Since I tend to like keeping lots of bottom feeders, is it important for the health of the fish to keep the bottom more clean?

Videos like such:
https://www.youtube.com/watch?v=TzzJU810AIk&feature=share

...seem to imply that Mother Nature is a little behind on her maintenance, but the sheer volume of water change is impossible to replicate.


----------



## Aplomado (Feb 20, 2013)

It's food for the plants.

Who goes through the woods and rakes up all the dead leaves in the forest?

Why would that be beneficial for plants?


----------



## keymastr (May 25, 2015)

Depends on what you call frequent water changes and how much you are changing. Also a sand bottom will allow detritus to be swept to the filter assuming you have enough circulation where a gravel bottom may not. Even then if you do not clean the filters often enough they may be unable to keep up. Finally, how you do clean the tank when it is time can have an affect if you clean the filter and decorations in tap water rather than tank water. That can disrupt your bio-filter and cause issues for fish.

In short though, if you are changing 30% or more water per week and cleaning the filter once a month you should be able to at least keep the fish alive. Rotting vegetation does produce ammonia though so a reasonable amount of circulation is required. My planted tanks require 4 times the maintenance and water changes, just part of the process.


----------



## Raymond S. (Dec 29, 2012)

You can clearly see the mulm on the bottom of this tank. The rectangular yellow thing top
center is the flash from the camera. There is not much mulm around the front because the current goes around the left end and across the front left to right. Farther back there 
is much less current so the mulm is thicker as you go back. The DHG is small in the left
corner where there is no/not much mulm, but gets bigger as it goes back where mulm is
thicker...more ferts for those plants.
http://www.plantedtank.net/forums/images/pGallery/pg_12001e.jpg
My tank "style" is not for everyone. Java moss on back, Fissidens on right wall towards
the top. The W. java fern is just starting to grow as is the Rotala Magenta and
Marcelia Minuto.


----------



## Mariostg (Sep 6, 2014)

How is that for mulm build up 









The little white strings under the pond snail and to the left are not roots...


----------



## BBradbury (Nov 8, 2010)

*Organic Material*

Hello Adam...

This organic material that collects on the bottom dissolves and nourishes the plants. Just follow a sound water change routine by removing and replacing at least half the tank water weekly to remove the nutrients the plants don't use and you'll have no tank problems.

It's all about the water.

B


----------



## AdamTill (Jan 22, 2015)

I totally get the benefit of buildup from the plants perspective, it's the fish's perspective that I'm curious about here.

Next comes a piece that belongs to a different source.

PR #418, opened 2020-06-03
Autogenerate Protocol Code

samuelsadok:
Previously, the variables and functions in the firmware were exposed on Fibre (the USB protocol) by complex template machinery. This PR introduces a YAML file which serves as the new ground truth for the API definitions and replaces the template machinery with autogenerated code based on the YAML file.

This brings several benefits:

In the video it shows cories snuffling though a fair layer of detrius. That derius isn't all carried away by the current. It is providing an essentially infinite volume of water change, however, at least in a moving body of water.

I don't keep cories anymore due to losses (5 in 8 months or so, most spaced out), but I do keep quite a few otos. I've gone from water changes of 25% every two weeks (heavily planted Walstad with an AQ20 on a 20L, 50% surface gravel, 50% sand) to 25% every 4 days or so and a ton of flow and filtering (2x AQ50's on the same 20L). Filters cleaned (in tank change water) every month, substrate vacuuming "every now and then"....hence my question.

Haven't lost a fish for a long time due to sickness, so yay, but I'm pretty convinced otos are hardier than sterbai cories once they settle in. Then again, I may just know them better now.


----------



## PlantedRich (Jul 21, 2010)

Keep in mind our definition of "clean" is totally out of line with what nature calls "clean". We need to keep the water from being polluted rather than keep the tank "clean". 
There are many different ways to do this. One is change more water more often and another is to do a more complete job of cleaning up debris., including the filter, which lets us do less water changing as there is less debris to degrade into ammonia, etc. 
Catfish are especially involved with living in the sludge on the bottom in nature and it does not harm them in our tanks. Pollution does! 
Solve the pollution in either way and then "clean" as your mindset feels right.


----------



## AdamTill (Jan 22, 2015)

What bottom snufflers are you folks keeping in those tanks?

Bump:


PlantedRich said:


> Keep in mind our definition of "clean" is totally out of line with what nature calls "clean". We need to keep the water from being polluted rather than keep the tank "clean".
> There are many different ways to do this. One is change more water more often and another is to do a more complete job of cleaning up debris., including the filter, which lets us do less water changing as there is less debris to degrade into ammonia, etc.
> Catfish are especially involved with living in the sludge on the bottom in nature and it does not harm them in our tanks. Pollution does!
> Solve the pollution in either way and then "clean" as your mindset feels right.


I like this, thanks!


----------



## PlantedRich (Jul 21, 2010)

As a side bit, I have cories in a ten gallon where there are lots of unwanted unkept plants. the plants are in all stages of dying/ dead to thriving. I keep them in this tank as a type of cover for small fish and they also act as food for fry. The cories find lots of piles of small debris in the corners and around the rocks and seem to love hunting for bits of food in the junk. It is a tank where fish go to be safe while they grow bigger. As a small tank, I find I do need to do lots more water changing than I might on larger tanks but then it is handy to do a ten and it does set on top of my reserve water barrel.


----------



## Maryland Guppy (Dec 6, 2014)

Having two no-tech 20G heavily planted tanks, vacuum impossible.
There is no where to touch down the tube on the substrate.

Water changes based on NO3 levels only.
About 8 gallons every 2-3 weeks keeps it in line.


----------



## Clear Water (Sep 20, 2014)

For me the detritus & mulm build up inside my sump. I clean it out about every month sometimes there up to and inch of it below my bio balls. It also gets in my pumps prefilter and they need to be clean up to. I see very little in the tank except around the bottom of plants. I take a small hose a clean around them once every couple weeks. I would say that detritus & mulm are sign of a healthy tank.


----------



## Fishumms (Apr 21, 2010)

I've had some tanks running for over 5 years with no vacuuming. I think it really boils down to aesthetic more than anything. I keep many cory catfish in a 55 gallon tank that is very full of mum.


----------